“And this.” He pointed at the overflowing trash can.
“I-I didn’t know what to do with it,” I admitted.
He rolled his three eyes, two in opposite directions, making me dizzy. “To the trash incinerator of course, you lazy filth.”
“And where is that?” I asked, refusing to roll my eyes at him in return.
He pointed to the door I entered through last night. I shook my head. “I can’t go outside.” I put my fingers to the collar around my neck.
“You have to stay within five hundred paces, you nitwit.”
Now that he said it, I recalled the instructions again.
“Besides, it will warn you before you get zapped,” he added.
“It will?”
“Get the trash out.”
I wasn’t going to say yes, sir. I simply got up and moved to the trash container and grabbed it without saying anything. My knees shook and my arms and legs felt like jelly, but the prospect of going outside, seeing where I was in the daylight revived me some. Maybe I could figure out a way to escape.
The alien wasn’t going to open the door for me, so I had to put the trash down before I disengaged the locks and opened it. I picked up the trash again and stepped out into the sunlit alley that didn’t look any better in the daylight than it had in the shadows of the night.
Barely twenty feet separated the door from the dilapidated, dirty wall on the other side. I looked left and right until I saw an older-model trash incinerator to my right.
A low buzzing sensation by my neck stopped me about five feet from the incinerator. That had to be the warning the alien told me about, and I figured it would be just like him to send me here knowing I was only a few feet short of reaching my target.
I didn’t dare step another foot forward, and I couldn’t reach my arms out far enough to activate the incinerator to open.
“Sucks to be you,” a small voice snickered from behind the incinerator.

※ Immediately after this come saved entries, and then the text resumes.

PR #1014, opened 2016-10-10
Limit selection of users to avoid overbooking

Wardormeur:
Ui-wise, it's not perfect, but it should do the trick while we wait for our renewal of this "popup"

### DIFF
--- a/web/locale/en_US/messages.po
+++ b/web/locale/en_US/messages.po
@@ -2479,6 +2479,11 @@ msgstr "Myself"
 msgid "Apply for"
 msgstr "Apply for"
 
+msgid "Tickets left"
+msgstr "Tickets left"
+
+msgid "Apply for"
+msgstr "Apply for"
 msgid "Export to CSV"
 msgstr "Export to CSV"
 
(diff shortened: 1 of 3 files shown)


web/locale/en_US/messages.po
```diff
@@ -2479,6 +2479,11 @@ msgstr "Myself"
 msgid "Apply for"
 msgstr "Apply for"
 
+msgid "Tickets left"
+msgstr "Tickets left"
+
+msgid "Apply for"
```
DanielBrierton: Duplicate string

web/public/js/controllers/session-modal-controller.js
```diff
@@ -38,6 +40,9 @@
     _.each(_.keys($scope.session.tickets), function(ticketId) {
       var ticket = $scope.session.tickets[ticketId];
       $scope.session.tickets[ticketId].remaining = ticket.quantity - ticket.totalApplications;
+      var settings = _.clone($scope.applyForSettings);
+      settings.selectionLimit = ticket.remaining;
```
DanielBrierton: I fear this may generate confusion... Not really sure of the alternatives though...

“Who’s there?” I asked, ready to bolt.
“Me,” a dirty-looking Pandraxian child poked out from behind the machine. She looked skinny, and her clothes were tattered.
“Can you help me?” I asked.
“That depends, what’s in it?” She pointed at the trash.

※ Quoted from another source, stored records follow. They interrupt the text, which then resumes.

PR #1018, opened 2016-10-12
Fix issues regarding recurring events and DST

DanielBrierton:


web/public/js/controllers/dojo-event-form-controller.js
```diff
@@ -4,6 +4,10 @@
 
   function getEveryTargetWeekdayInDateRange(startDateTime, endDateTime, targetWeekday, eventType) {
     endDateTime = moment.utc(endDateTime).add(1, 'days');
+    var startTimeHour = moment(startDateTime.toDate()).hour();
+    var startTimeMin = moment(startDateTime.toDate()).minute();
+    var endTimeHour = moment(endDateTime.toDate()).hour();
+    var endTimeMin = moment(endDateTime.toDate()).minute();
```
Wardormeur: Fixed hours everybody :clap:

web/public/js/services/event-utils.js
```diff
@@ -51,8 +51,10 @@ angular.module('cpZenPlatform').factory('eventUtils', ['$translate', function($t
   eventUtils.getFormattedDates = function (event) {
     var utcOffset = moment().utcOffset();
 
-    var startDate = moment.utc(_.head(event.dates).startTime).subtract(utcOffset, 'minutes').toDate();
-    var endDate = moment.utc(_.head(event.dates).endTime).subtract(utcOffset, 'minutes').toDate();
+    var mStartDate = moment.utc(_.head(event.dates).startTime);
+    var mEndDate = moment.utc(_.head(event.dates).endTime);
+    var startDate = mStartDate.subtract(mStartDate.utcOffset(), 'minutes').toDate();
```
Wardormeur: Not sure to get the diff here

DanielBrierton: We're now getting the UTC offset from the date we're displaying and subtracting that instead of the UTC offset for the current date.

Wardormeur: Good catch

PR #253, opened 2025-08-18
Partition `script` module

sellout:
Blocked by #224.

PR #255, opened 2025-08-20
change: Make script module public

upbqdn:
## Motivation

- https://github.com/zcash/librustzcash/pull/1893 uses [zcash_script::script::serialize_num](https://github.com/ZcashFoundation/zcash_script/blob/master/src/script.rs?rgh-link-date=2025-08-20T19%3A18%3A06Z#L407) here: https://github.com/zcash/librustzcash/blob/5ebd90259d90184dc8159cd602e572ec780d7ea4/zcash_transparent/src/bundle.rs#L255.

### DIFF
--- a/src/lib.rs
+++ b/src/lib.rs
@@ -12,7 +12,7 @@ mod external;
 pub mod interpreter;
 pub mod op;
 pub mod pv;
-mod script;
+pub mod script;
 pub mod script_error;
 pub mod signature;
 mod zcash_script;


sellout:
> @sellout do you think `script` is stable enough to make it public?

I don’t think so. There are a few more open PRs to get in (#253, #254, #209), and then more PRs to open to catch up to the branch that @str4d and you have been working on.

#254 does make `script` public, but it looks pretty different at that point, and the coming PRs make more changes.

If you’re using the `ZcashScript` trait, then things are pretty stable. However, if that were the case, I don’t think `script` would need to be public. These coming PRs have a nicer Rust API, whereas `ZcashScript` is to maintain complete compatibility with the C++.

@upbqdn I’m happy to talk about what the changes look like. I don’t think any of it will be hard to adopt, whatever your use case, but it may help you reduce some churn if you know what’s coming, and what it’ll look like.

upbqdn:
Thanks for the explanation, sellout. Closing this in favor of the other PRs.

“Dirt, spoiled food, rags.” I shrugged, not having investigated what had already been inside before I added more during my cleaning spree.
“Can I have it?”
“You can have it all, just not the trash can,” I promised, wondering how I would stop her if she decided to take it and make a run for it. Would the alien zap me because I lost it?
“You’re staying with Gitgo?” she wanted to know.
“Yes.”
“Is he going to sell you?”
I blinked back tears. “I don’t know.”
“Probably. I’ve never seen something like you before. What are you?”
“A human,” I filled her in.
She shrugged, not caring. An idea formed in my head. “Listen, would you send a message for me? You will be highly rewarded,” I added for good measure.